The Ethereum series dives into Ethereum.org’s official documentation, Vitalik Buterin’s writings, Mastering Ethereum (https://github.com/ethereumbook/ethereumbook) , and the original 2014 whitepaper. The module assists in working through these canonical sources, treating them both as historical records and as living blueprints for the Ethereum ecosystem.
The ENS series builds from the idea of shaping decentralized identity (https://docs.ens.domains/). The series begins with the **core architecture of ENS—names, registries, and resolvers—** and then moves into advanced topics such as governance, Layer 2 integration, and cross-chain resolution. Each note is designed to build a rigorous understanding of the technical, cultural, and political dimensions of ENS, equipping participants to critically engage with ENS as the identity, naming, and usability infrastructure of Web3.

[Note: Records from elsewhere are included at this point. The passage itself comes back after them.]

PR #1947, opened 2021-11-05
Make the OKTETO_URL configurable in integration tests

pchico83:

## Proposed changes

This makes it possible to run Okteto CLI integration tests on different environments


ifbyol (approved):

jLopezbarb:
I think this tests will fail when getting urls like in push action. https://github.com/okteto/okteto/blob/master/integration/push_test.go#L71

pchico83:
> I think this tests will fail when getting urls like in push action. https://github.com/okteto/okteto/blob/master/integration/push_test.go#L71

Good catch! I will update it

jLopezbarb (approved):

The IPFS series dives into the official docs.ipfs.tech (https://docs.ipfs.tech/) and the broader ecosystem of decentralized protocols. The module serves as a guide through the documentation and specifications, beginning with the foundations of decentralized systems and the vision of IPFS. The notes progress from basic concepts like content addressing, Merkle DAGs, and CIDs toward higher-level constructs such as naming systems, routing, and data exchange protocols.